REQUIRED ACTION: What is the count of lines in the data that hold the string "think"? State the number alone.

EXERCISE MATERIALS:
PR #3055, opened 2023-01-30
[CALCITE-5507] HAVING alias failed when aggregate function in condition

JiajunBernoulli:


NobiGo (commented):
I think we should validate the SQL result in .iq file.

JiajunBernoulli:
> I think we should validate the SQL result in .iq file.

Make sense, but I don't know how to change SqlConformanceEnum in [agg.iq](https://github.com/apache/calcite/blob/main/core/src/test/resources/sql/agg.iq).

Would anyone tell me, thanks~

core/src/test/java/org/apache/calcite/test/SqlValidatorTest.java
```diff
@@ -5673,6 +5673,21 @@ public boolean isBangEqualAllowed() {
...
   }
 
+  /** Test case for
+   * <a href="https://issues.apache.org/jira/browse/CALCITE-5507">[CALCITE-5507]
+   * HAVING alias failed when aggregate function in condition</a>. */
+  @Test void testAggregateFunAndAliasInHaving() {
+    final SqlConformanceEnum lenient = SqlConformanceEnum.LENIENT;
+    final SqlConformanceEnum strict = SqlConformanceEnum.STRICT_2003;
+
+    sql("select count(empno) as e from emp having ^e^ > 10 and count(empno) > 10 ")
```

PROBLEM SOLUTION: 2